→ **Work instruction**
Narrow the data below down to the lines containing "decimalLength".

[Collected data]
PR #501, opened 2019-06-22
refactor: pass addresses to ui with independent method

Keith-CY:
https://github.com/nervosnetwork/neuron/compare/develop...Keith-CY:display-addresses?expand=1#diff-2873cc75a8b8adbfebbb7b3dc4d3e498R298

A method is required to fetch a bundle of unused addresses. For now only the next one returns. @classicalliu

### DIFF
--- a/packages/neuron-ui/src/components/Addresses/index.tsx
+++ b/packages/neuron-ui/src/components/Addresses/index.tsx
@@ -28,6 +28,10 @@ const headers = [
     key: 'address',
   },
   {
+    label: 'addresses.identifier',
+    key: 'identifier',
+  },
+  {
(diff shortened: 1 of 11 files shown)


classicalliu:
Do you mean this https://github.com/nervosnetwork/neuron/blob/develop/packages/neuron-wallet/src/services/addresses.ts#L149 ?

Keith-CY:
> Do you mean this https://github.com/nervosnetwork/neuron/blob/develop/packages/neuron-wallet/src/services/addresses.ts#L149 ?

I'm not sure if this api returns `m` receiving addresses and `n` change addresses, it seems return all addresses.

PR #502, opened 2019-06-24
feat: add description to address

classicalliu:


packages/neuron-wallet/src/addresses/entities/address.ts
```diff
@@ -49,6 +49,12 @@ export default class Address extends BaseEntity {
   })
   version!: AddressVersion
 
+  @Column({
+    type: 'text',
```
classicalliu: Does this description will be long ? Should I use `text` or `varchar` ? @ashchan

ashchan: Limit to a max length is reasonable.

classicalliu: `varchar` is limited to 255 chars and text is much longer, so should we change to varchar to have a limit ?

ashchan: I believe `varchar` is enough. On UI or app layer, we can limit that to 100 UTF8 characters.

classicalliu: updated to `varchar`

PR #503, opened 2019-06-24
refactor(neuron-ui): handle decimal in ckb formatter

Keith-CY:


packages/neuron-ui/src/utils/formatters.ts
```diff
@@ -50,15 +50,19 @@ export const currencyFormatter = (
...
 
 export const CKBToShannonFormatter = (amount: string, uint: CapacityUnit) => {
+  const [integer = '0', decimal = ''] = amount.split('.')
+  const decimalLength = 10 ** decimal.length
+  const num = integer + decimal
+
   switch (uint) {
     case CapacityUnit.CKB: {
-      return (BigInt(amount) * BigInt(1e8)).toString()
+      return (BigInt(num) * BigInt(1e8 / decimalLength)).toString()
```
classicalliu: Is `1e8 / decimalLength` a `number` and then convert to `bigint` ?

Keith-CY: > Is `1e8 / decimalLength` a `number` and then convert to `bigint` ?

It's a `number` like `10`, `100` and throws exceptions when`1e8/decimalLength` is not an `integer`

classicalliu: ok

PR #508, opened 2019-06-24
feat(neuron-wallet): subscribe to used addresses and send address lis…

Keith-CY:
…t to neuron-ui

### DIFF
--- a/packages/neuron-wallet/src/services/addresses.ts
+++ b/packages/neuron-wallet/src/services/addresses.ts
@@ -7,7 +7,6 @@ import env from '../env'
 import { AddressVersion } from '../addresses/entities/address'
 
 const MAX_ADDRESS_COUNT = 30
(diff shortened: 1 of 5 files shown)


packages/neuron-wallet/src/services/addresses.ts
```diff
@@ -164,3 +167,22 @@ export default class AddressService {
...
+AddressesUsedSubject.getSubject().subscribe(async () => {
+  const currentWallet = WalletService.getInstance().getCurrent()
+  if (currentWallet) {
+    const addresses = await AddressService.allAddressesByWalletId(currentWallet.id).then(addrs =>
+      addrs.map(({ address, blake160: identifier, addressType: type, txCount }) => ({
+        address,
+        identifier,
+        type,
+        txCount,
+        description: 'mock description',
```
classicalliu: Can use real description from database now.

PR #512, opened 2019-06-24
fix: tx count by lock hash should include lock hash in input

classicalliu:


classicalliu:
> A question: does this handle the situation under which a single address appears in both inputs and outputs of one transaction?
> 
> For now this might not be a big problem, but in long run we have to consider this. And of course we can have an open discussion about this.
> 
> (For example, our mining and demo examples are using one address for both sending out address and change address; that makes the address appears in inputs/outputs of a single tx.

It returns tx count by unique `txHash`, so if `lockHash` appears in both inputs and outputs, it will get count `1` because of same `hash` of transaction it belongs to.

PR #516, opened 2019-06-25
feat(neuron-ui): add description field and clear button in the send view

Keith-CY:


packages/neuron-ui/src/services/UILayer.ts
```diff
@@ -158,6 +158,7 @@ export const walletsCall = instantiateMethodCall(wallets) as {
       capacity: string
     }[]
     fee: string
+    description: string
```
classicalliu: `description` will be `undefined` if not fill in.

PR #524, opened 2019-06-26
Create models and database folders

ashchan:
For better organization.


packages/neuron-wallet/src/services/sync/check-and-save/index.ts
```diff
@@ -1,4 +1,4 @@
-import { Block } from '../../../app-types/types'
+import { Block } from '../../../types/types'
```
Keith-CY: `types/types` is confusing.

ashchan: The hardest thing in the world.

packages/neuron-wallet/tests/utils/lock-utils.test.ts
```diff
@@ -1,4 +1,4 @@
-import { Script } from '../../src/app-types/types'
+import { Script } from '../../src/types/types'
```
Keith-CY: another `types/types`

PR #525, opened 2019-06-26
refactor(neuron-wallet): send message when addresses update

Keith-CY:


packages/neuron-wallet/src/services/wallets.ts
```diff
@@ -170,12 +170,14 @@ export default class WalletService {
...
       })
 
-    AddressesUsedSubject.getSubject().subscribe(async () => {
-      const currentWallet = this.getCurrent()
-      if (currentWallet) {
-        broadcastCurrentAddresses(currentWallet.id)
-      }
-    })
+    AddressDbChangedSubject.getSubject()
+      .pipe(debounceTime(DEBOUNCE_TIME))
```
classicalliu: I think this value can be larger than `1000`

Keith-CY: Will the interval of events be larger than 1000ms?

Keith-CY: Will the interval of events be larger than 1000ms?

PR #528, opened 2019-06-26
test(neuron-wallet): add delay in tests of updating network

Keith-CY:


Keith-CY:
> Delaying looks magic if that does solve the random network test failures. Please investigate if that failure doesn't happen again - as if so there must be some issue in the network management flow.

It does look awkward but has passed several times without failure...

→ **Exercise output**
+  const decimalLength = 10 ** decimal.length
+      return (BigInt(num) * BigInt(1e8 / decimalLength)).toString()
classicalliu: Is `1e8 / decimalLength` a `number` and then convert to `bigint` ?
Keith-CY: > Is `1e8 / decimalLength` a `number` and then convert to `bigint` ?
It's a `number` like `10`, `100` and throws exceptions when`1e8/decimalLength` is not an `integer`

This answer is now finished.